Дым и пепел ударили в лицо работавшим на крыше, спирая дыхание, слепя глаза.
– Воды, скорей гони ведра! – крикнул Валериан вниз.
Ведра забегали скорее. Вода полилась в несколько струй на крышу. Но от жгучего дыхания
ветра солома уже начинала париться и жгла ноги сквозь обувь. Платье тлело на теле.
Работавшие обливали себя с головы до ног, чтобы оно не вспыхнуло. Но это помогало только на
мгновение: промокшее платье разогревалось, и, казалось, все тело кипело в котле.
Через несколько минут на крыше оставаться стало невозможным. Народ бросился
разносить две следующие избы и заливать третью, чтобы водой и расстоянием остановить огонь.
Но все, что удалось, – это замедлить его движение. Промежуточные избы не успели вполне
растащить, как сухая
заливаемая изба. Пришлось отступить опять и опять, вплоть до церкви, где пожар сам собою
остановился перед широким кладбищем, примыкавшим к зданию, к счастью именно с этой
стороны. Оно было окружено небольшим частоколом, подгнившим и покосившимся кое-где от
старости. У наружной ограды, лицом к улице, стояла избушка, крытая тесом, выкрашенным в
зеленую краску, как и три маленькие купола луковицей, украшавшие собою церковь. Избушка
принадлежала причту, и в ней жила, с разрешения отца Василия, старуха Лукерья, просвирня.
Церковь была деревянная, и Лукерьина сторожка была ей очень опасным соседством, так как,
загорись эта избушка, пожар мог передаться и церкви, и тогда вся южная сторона улицы
неминуемо сделалась бы жертвою пожара.
Валериан, распоряжавшийся более или менее в этой упорной борьбе с огнем, стал
разносить частокол и избушку, а народ, понимавший опасность такого соседства, деятельно
принялся за работу.
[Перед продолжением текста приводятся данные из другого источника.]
PR #17994, opened 2025-03-13
Fix spurrious auto parsing when looking up a TClass

### LINKED ISSUE #17992: Spurrious auto parsing when looking up a TClass
### Check duplicate issues.

- [x] Checked for duplicates

### Description

As seen in https://github.com/cms-sw/cmssw/issues/47470 in some circumstances calling `TClass::GetClass` may lead to an unnecessary/unwanted loading of the header files.

### Reproducer

In the example, there is a lookup for `vector<edm::Ref<vector<l1t::TkElectron>,l1t::TkElectron,edm::refhelper::FindUsingAdvance<vector<l1t::TkElectron>,l1t::TkElectron> > >`
which, because it is a normalized class name lead to a code path where we do
1. auloading the library needed for this class and it dependencies
2. attempt to normalize the name and resolve potential typedefs
3. check for the dictionary.
However in this case `edm::refhelper::FindUsingAdvance<vector<l1t::TkElectron>,l1t::TkElectron> >` is intentionally not known to core/meta/TClass and thus the name normalization must check if it is a typedef and this step triggers the (auto) parsing of the headers (for `l1t::TkElectron`).

This can be solved by executing between 1 and 2:
1a. check for dictionary with the name as is.

### ROOT version

at least 6.32 up to master (probably more)

### Installation method

any

### Operating system

any

### Additional context

_No response_

pcanal:
This fixes #17992

Technically the fix is in commit 3812e5e8a3a0852b6e95b9516752f0ae0d73c59f

However analysis of the surrounding code showed that 
* one of the code path was missing a call to PostLoadCheck (74a7abbb77de51e9479d7bbb69e6213082fdbc2b)
* the code could be simplified a tad bit.

### DIFF
--- a/core/meta/src/TClass.cxx
+++ b/core/meta/src/TClass.cxx
@@ -3169,7 +3169,6 @@ TClass *TClass::GetClass(const char *name, Bool_t load, Bool_t silent, size_t hi
      }
    } else {
       normalizedName = cl->GetName(); // Use the fact that all TClass names are normalized.
-      checkTable = load && (normalizedName != name);
    }
 
    if (!load) return nullptr;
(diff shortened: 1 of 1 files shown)


dpiparo (approved):
Thanks Philippe for this important fix. LGTM.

Но в это время отворились церковные двери, и оттуда показался Паисий с
отцом Василием в полном облачении. Дьячок нес серебряную чашу со святой водой и
кропилом. Весь причт, с крестами, хоругвями и иконами, шел за ними.
Сойдя с паперти, Паисий взял кропило, окунул его в чашу и стал кропить воздух по
направлению к огню, затянув церковную песню, которую весь причт подхватил хором.
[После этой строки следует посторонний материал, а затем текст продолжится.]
PR #17999, opened 2025-03-14
[DF][ntuple] Enable RNTuple Snapshotting to `TDirectory`

enirolf:
This PR lifts the restriction of not being able to Snapshot to RNTuple in a TDirectory (i.e., `dir/ntuple`). I naively/wrongly assumed that it wasn't possible to read back RNTuples in sub-directories, but it actually just works fine.


vepadulano (approved):
Nice, thanks!

PR #18016, opened 2025-03-16
[ci] Use C++17 for mac14 to speedup building and testing

dpiparo:


.github/workflows/root-ci.yml
```diff
@@ -100,7 +100,7 @@ jobs:
             overrides: ["LLVM_ENABLE_ASSERTIONS=On", "builtin_zlib=ON"]
           - platform: mac14
             arch: X64
-            overrides: ["LLVM_ENABLE_ASSERTIONS=On", "CMAKE_CXX_STANDARD=20"]
+            overrides: ["LLVM_ENABLE_ASSERTIONS=On"]
```
pcanal, line 103: What's the difference in speed between C++20 and C++17?

guitargeek (approved):
Great idea!

.github/workflows/root-ci.yml
guitargeek: The difference is huge. Timing measurement still running, but I'll report on what I see on my system.

ferdymercury: https://www.reddit.com/r/cpp/comments/o94gvz/what_happened_with_compilation_times_in_c20/?rdt=59968

silverweed: @guitargeek did you manage to get any measurements yet?

guitargeek: Hi! Yes I have it now. Building on my Linux system with `-j32` and GCC 14.2.1.

```txt
C++20
real	22m36.392s
user	384m57.664s
sys	37m38.654s
```
```
C++17
real	20m9.631s
user	339m7.843s
sys	33m55.512s
```

So the "huge" difference I remembered is not that huge after all :laughing: Maybe the compiler was improved since the last time I compared, or my perception of time was not linear.

With `ccache` enabled, doing a fresh build after deleting the previous build directory I even see a smaller difference (6m50s vs. 6m39s real time).

guitargeek: @ferdymercury, your linked reddit thread is also 4 years old. Maybe the situation has really improved

ferdymercury: thanks! Did you check with latest master? Note that, since yesterday, LLVM is built with C++17 even if you specify C++20. So it would be interesting to check with LLVM also in C++20.

PR #18018, opened 2025-03-16
[Minuit2] Performance and thread safety improvements plus refactoring

guitargeek:
See commit descriptions.


math/minuit2/src/HessianGradientCalculator.cxx
```diff
@@ -83,6 +83,8 @@ HessianGradientCalculator::DeltaGradient(const MinimumParameters &par, const Fun
    unsigned int startElementIndex = mpiproc.StartElementIndex();
    unsigned int endElementIndex = mpiproc.EndElementIndex();
 
+   MnFcnCaller fcnCaller{fFcn};
```
guitargeek, line 86: This will be a performance improvement when using `strategy==2`, where the HessianGradientCalculator is used.

dpiparo (approved):

PR #18019, opened 2025-03-16
[RF] Avoid setting out-of-range value in NaNPacker tests

guitargeek:
This would clip to the nearest in-range value anyway, so we should pass the lower limit directly.


guitargeek:
Right now it will silently clip to the limit, bit I plan to change this to a warning or even an error. This PR was to avoid that this eventual error will be triggered in the RooFit tests.

PR #18020, opened 2025-03-16
[RF][RS] Fix StandardHistFactoryPlotsWithCategories tutorial

guitargeek:
The StandardHistFactoryPlotsWithCategories tutorial assumed that the nominal and plus-minus one sigma values of all nuisance parameters was zero, plus one, and minus one respectively. This is not true, especially for `gamma` parameters, where the nominal value is one.

The actual values and uncertainties should be taken from the parameters with `getVal()` and `getError()`. This also fixes the output plot in the tutorial for the gamma parameters:

https://root.cern/doc/master/StandardHistFactoryPlotsWithCategories_8C.html


lmoneta (approved):
LGTM!
Thank you Jonas for fixing this tutorial!

PR #18021, opened 2025-03-16
[Math] Move TimingScope to `ROOT::Math::Util`

guitargeek:
Move TimingScope to `ROOT::Math::Util` in MathCore to avoid code duplication while at the same time not introducing new dependencies (MathCore is the only dependency that Minuit2 is allowed to have because of the standalone build possibility).

This follows up on previous comments by @lmoneta.


math/mathcore/src/Util.cxx
```diff
@@ -0,0 +1,69 @@
+#include "Math/Util.h"
+
+#include <chrono>
+
+ROOT::Math::Util::TimingScope::TimingScope(std::function<void(std::string const &)> printer, std::string const &message)
+   : fPrinter{printer}, fMessage{message}
+{
+   using std::chrono::steady_clock;
+   fBegin = new steady_clock::time_point{steady_clock::now()};
```
silverweed, line 9: Why are we 
a) heap-allocating a `time_point`
b) storing it as a `void*` and
c) reinterpret-casting it back?

This seems weird and inefficient...

silverweed: Why is `<chrono>` less acceptable than, say `<functional>`? It seems a pretty innocent include to me

guitargeek: `<functional>` is used in other mathcore headers already. It's just that recently I got some flak for being the first to include `<any>` in some other part of ROOT and I wanted to avoid discussions about that. I agree with you that's not a well-founded argument. Let me change this PR to include `<chrono>` in the header and if @lmoneta has a problem with that he can still comment.

lmoneta (approved):
LGTM!
Thank you Jonas for this nice improvements and moving the TimingScope class to ROOT::Math::Util so it can be used by other ROOT packages

PR #18022, opened 2025-03-16
[CMake] Use `clangCppInterOp` directly as input for Cling target

guitargeek:
Use `clangCppInterOp` directly as input for Cling target, just like the other objects that are used (like `MetaCling`).

This fixes the following CMake generation error on my system:
```txt
CMake Error: install(EXPORT "ROOTExports" ...) includes target "Cling" which requires target "clangCppInterOp" that is not in any export set.
CMake Error in CMakeLists.txt:
  export called with target "Cling" which requires target "clangCppInterOp"
  that is not in any export set.
```


aaronj0 (approved):
LGTM, Thanks for this fix!

Issue #13239, opened 2023-07-13
TBranch::GetBulkEntries does not work for variable-sized arrays


eguiraud:
### Check duplicate issues.

- [X] Checked for duplicates

### Description

As per the title, `TBranch::GetBulkEntries` does not work for variable-sized arrays, while it works for static-sized arrays and scalars.

### Reproducer

```cpp
#include <ROOT/RDataFrame.hxx>
#include <ROOT/RVec.hxx>
#include <TBufferFile.h>
#include <TFile.h>
#include <TTree.h>

void FillTree(const char *filename, const char *treeName) {
  TFile f(filename, "recreate");
  TTree t(treeName, treeName);
  int n = 2;
  double *x = new double[2];
  x[0] = 42;
  x[1] = 84;
  t.Branch("n", &n);
  t.Branch("x", x, "x[n]/D");
  t.Fill();
  t.Write();
  f.Close();
}

int main() {
  auto filename = "repro_getbulkread.root";
  auto treename = "t";
  FillTree(filename, treename);

  TFile f(filename);
  auto *t = f.Get<TTree>(treename);

  t->Scan();
  
  auto *b = t->GetBranch("x");
  TBufferFile buf(TBuffer::kWrite, 10000);
  const auto n = b->GetBulkRead().GetBulkEntries(0, buf);
  assert(n == 1);
}
```

### ROOT version

6.29

### Installation method

any

### Operating system

any

ferdymercury:
This gives now an error:

`Error in <TBranch::GetBulkEntries>: Leaf failed to read.`

PR #20055, opened 2025-10-08
[tree] GetBulkEntries fallback when N=1 and Ndata

ferdymercury:
Fixes https://github.com/root-project/root/issues/13239


pcanal:
Can we add/extend a test for this?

Народ поснимал шапки и стал набожно и благодарно креститься. Все побросали работу.
Теперь за них выступила божественная сила, и человеческая помощь казалась уже ненужной и
даже дерзкой. Паисий, по-видимому, совершенно разделял это чувство толпы. Во главе своей
процессии он двинулся по направлению пожара и, став ногой на повалившийся частокол,
принялся кропить и петь с удвоенным усердием. Народ жался за причтом, как испуганное стадо.
Иные подпевали, набожно подняв глаза к небу, другие побежали в церковь и повыносили все,
что там было хоругвей и икон, и стали с ними за спиной духовного чина. Об иной борьбе с
пожаром все перестали и думать.
Валериан протеснился сквозь толпу и подошел к Паисию.
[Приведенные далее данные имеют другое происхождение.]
PR #20056, opened 2025-10-08
[rfile] Introduce GetKeys() methods

silverweed:
# This Pull request:
is a followup of #19958. Other than addressing @pcanal's comments, this PR introduces the `GetKeys()` and `GetKeysNonRecursive()` methods, which iterate over the keys of some subdirectory.
They do so via an iterator that returns an abridged version of TKey, currently containing only barebones information (more may be added later).

## Checklist:

- [x] tested changes locally


io/io/inc/ROOT/RFile.hxx
```diff
@@ -11,11 +11,13 @@
...
 
 #include <memory>
+#include <iostream>
 #include <string_view>
 #include <typeinfo>
 
-class TFile;
+class TIterator;
 class TKey;
+class TFile;
```
jblomer: Order alphabetically?

io/io/inc/ROOT/RFile.hxx
```diff
@@ -29,6 +31,93 @@ ROOT::RLogChannel &RFileLog();
...
+Every object inside a ROOT file has an associated "Key" which contains metadata on the object, such as its name, type
+etc.
+Querying this information can be done via RFile::GetKeys() or RFile::GetKeysNonRecursive. Reading an object's Key
+doesn't deserialize the full object, so it's a relatively lightweight operation.
+*/
+struct RFileKeyInfo {
+   std::string fName;
+   std::string fTitle;
+   std::string fClassName;
+   std::uint16_t fCycle;
```
jblomer: Default-initialize

io/io/inc/ROOT/RFile.hxx
```diff
@@ -29,6 +31,93 @@ ROOT::RLogChannel &RFileLog();
...
+\class ROOT::Experimental::RFileKeyInfo
+\ingroup RFile
+\brief Information about an RFile object's Key.
+
+Every object inside a ROOT file has an associated "Key" which contains metadata on the object, such as its name, type
+etc.
+Querying this information can be done via RFile::GetKeys() or RFile::GetKeysNonRecursive. Reading an object's Key
+doesn't deserialize the full object, so it's a relatively lightweight operation.
+*/
+struct RFileKeyInfo {
```
jblomer: I'm not sure this is the best name, because the keys are the same whether it is TFile or RFile. I'd probably prefer `RFile::RKeyInfo` or `Detail::RKeyInfo`... (not entirely sure about those two either).

io/io/inc/ROOT/RFile.hxx
```diff
@@ -29,6 +31,93 @@ ROOT::RLogChannel &RFileLog();
...
+   std::string fTitle;
+   std::string fClassName;
+   std::uint16_t fCycle;
+};
+
+/// The iterable returned by RFile::GetKeys() and RFile::GetKeysNonRecursive()
+class RFileKeyIterable final {
+   using Pattern_t = std::string;
+
+   TFile *fFile;
```
jblomer: default-initialize

io/io/inc/ROOT/RFile.hxx
```diff
@@ -196,6 +285,31 @@ public:
...
+      return RFileKeyIterable(fFile.get(), rootPath, RFileKeyIterable::kRecursive);
+   }
+
+   /// Returns an iterable over all paths of objects written into this RFile contained in the directory "rootPath".
+   /// The returned paths are always "absolute" paths: they are not relative to `rootPath`.
+   /// Keys relative to directories are not returned: only those relative to leaf objects are.
+   /// If `rootPath` is the path of a leaf object, only `rootPath` itself will be returned.
+   /// This only returns the immediate children of `rootPath`. If you want to recurse into the subdirectories of
+   /// `rootPath`, use GetKeys().
+   RFileKeyIterable GetKeysNonRecursive(std::string_view rootPath = "") const
```
jblomer: I think I'd prefer a single method and expose the flags (`RFileKeyIterable::kNone`, `RFileKeyIterable::kRecursive`).

io/io/inc/ROOT/RFile.hxx
```diff
@@ -196,6 +285,31 @@ public:
...
    /// Flushes the RFile if needed and closes it, disallowing any further reading or writing.
    void Close();
+
+   /// Returns an iterable over all paths of objects written into this RFile starting at path "rootPath".
+   /// The returned paths are always "absolute" paths: they are not relative to `rootPath`.
+   /// Keys relative to directories are not returned: only those relative to leaf objects are.
+   /// If `rootPath` is the path of a leaf object, only `rootPath` itself will be returned.
+   /// This recurses on all the subdirectories of `rootPath`. If you only want the immediate children of `rootPath`,
+   /// use GetKeysNonRecursive().
+   RFileKeyIterable GetKeys(std::string_view rootPath = "") const
```
jblomer: Perhaps I'd rather call this `GetKeysListing()` or `ListKeys()`. I think the documentation should also mention that a file may contain hidden keys that will not be found by this method (but by `TFile::Map()`.

io/io/src/RFile.cxx
```diff
@@ -30,13 +32,17 @@ using ROOT::Experimental::Internal::RFileLog;
...
-   }
 
-   if (!ROOT::EndsWith(path, ".root")) {
-      R__LOG_WARNING(RFileLog()) << "ROOT::RFile only supports ROOT files. The preferred file extension is \".root\"";
-   }
+   if (ROOT::EndsWith(path, ".zip"))
+      throw ROOT::RException(R__FAIL("ROOT::RFile doesn't support Zip files."));
+
+   if (!ROOT::EndsWith(path, ".root"))
+      R__LOG_INFO(RFileLog()) << "ROOT::RFile only supports ROOT files. The preferred file extension is \".root\"";
```
jblomer: Coming back to this, LHCb, for instance, stores ROOT files with the ending `.dst`. Also, I guess zip files could be supported in archive mode.

Anyway, I'd be in favor not to check the extension. If you want to check at all, then you can in case of failure try to open the file in raw mode and check if the file starts with the magic bytes.

io/io/src/RFile.cxx
```diff
@@ -180,49 +171,52 @@ static std::string ValidateAndNormalizePath(std::string &path)
...
 {
-   CheckExtension(path);
-
    TDirectory::TContext ctx(nullptr); // XXX: probably not thread safe?
    auto tfile = std::unique_ptr<TFile>(TFile::Open(std::string(path).c_str(), "READ_WITHOUT_GLOBALREGISTRATION"));
    if (!tfile || tfile->IsZombie())
       throw ROOT::RException(R__FAIL("failed to open file " + std::string(path) + " for reading"));
 
+   if (tfile->IsRaw() || !tfile->IsBinary() || tfile->IsArchive())
+      throw ROOT::RException(R__FAIL("Opened file " + std::string(path) + " is not a ROOT file"));
```
pcanal:
```suggestion
      throw ROOT::RException(R__FAIL("Opened file " + std::string(path) + " is not a ROOT binary file"));
```
whether we want to hint on whether xml and archive file will be supported at some point is another question.

io/io/src/RFile.cxx
```diff
@@ -180,49 +171,52 @@ static std::string ValidateAndNormalizePath(std::string &path)
...
 {
-   CheckExtension(path);
-
    TDirectory::TContext ctx(nullptr); // XXX: probably not thread safe?
    auto tfile = std::unique_ptr<TFile>(TFile::Open(std::string(path).c_str(), "UPDATE_WITHOUT_GLOBALREGISTRATION"));
    if (!tfile || tfile->IsZombie())
       throw ROOT::RException(R__FAIL("failed to open file " + std::string(path) + " for updating"));
 
+   if (tfile->IsRaw() || !tfile->IsBinary() || tfile->IsArchive())
+      throw ROOT::RException(R__FAIL("Opened file " + std::string(path) + " is not a ROOT file"));
```
pcanal:
```suggestion
      throw ROOT::RException(R__FAIL("Opened file " + std::string(path) + " is not a ROOT binary file"));
```

io/io/src/RFile.cxx
```diff
@@ -180,49 +171,52 @@ static std::string ValidateAndNormalizePath(std::string &path)
...
 {
-   CheckExtension(path);
-
    TDirectory::TContext ctx(nullptr); // XXX: probably not thread safe?
    auto tfile = std::unique_ptr<TFile>(TFile::Open(std::string(path).c_str(), "RECREATE_WITHOUT_GLOBALREGISTRATION"));
    if (!tfile || tfile->IsZombie())
       throw ROOT::RException(R__FAIL("failed to open file " + std::string(path) + " for writing"));
 
+   if (tfile->IsRaw() || !tfile->IsBinary() || tfile->IsArchive())
+      throw ROOT::RException(R__FAIL("Opened file " + std::string(path) + " is not a ROOT file"));
```
pcanal:
```suggestion
      throw ROOT::RException(R__FAIL("Opened file " + std::string(path) + " is not a ROOT binary file"));
```

io/io/inc/ROOT/RFile.hxx
```diff
@@ -29,6 +31,95 @@ ROOT::RLogChannel &RFileLog();
...
+   enum class ECategory : std::uint16_t {
+      kInvalid,
+      kObject,
+      kDirectory
+   };
+
+   std::string fName;
+   std::string fTitle;
+   std::string fClassName;
+   std::uint16_t fCycle = 0;
```
pcanal: Here we choose to duplicate the information rather than forwarding it from the live `TKey`.  What are the pros and cons?

io/io/inc/ROOT/RFile.hxx
```diff
@@ -65,13 +155,11 @@ file).
...
-Directories are still an existing concept in RFile (since they are a concept in the ROOT binary format),
-but they are usually interacted with indirectly, via the use of filesystem-like string-based paths. If you Put an object
-in an RFile under the path "path/to/object", "object" will be stored under directory "to" which is in turn stored under
-directory "path". This hierarchy is encoded in the ROOT file itself and it can provide some optimization and/or
-conveniencies when querying objects.
+Even though there is no equivalent of TDirectory in the RFile API, directories are still an existing concept in RFile
+(since they are a concept in the ROOT binary format). However they are for now only interacted with indirectly, via the
+use of filesystem-like string-based paths. If you Put an object in an RFile under the path "path/to/object", "object"
+will be stored under directory "to" which is in turn stored under directory "path". This hierarchy is encoded in the
+ROOT file itself and it can provide some optimization and/or conveniencies when querying objects.
```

– Батюшка, нужно снести сторожку, – сказал он.- Если она загорится, пожар пойдет на
церковь, и тогда вся деревня пропала.
– "Ты бо еси покров наш. На тя уповаем", – пел Паисий, не давая себе труда ответить. Он
чувствовал себя силой, и нога его не сдвинулась с поваленного частокола.
– Ребята, – крикнул Валериан, – разносить сторожку! Ну же, не ленитесь. Еще немножко.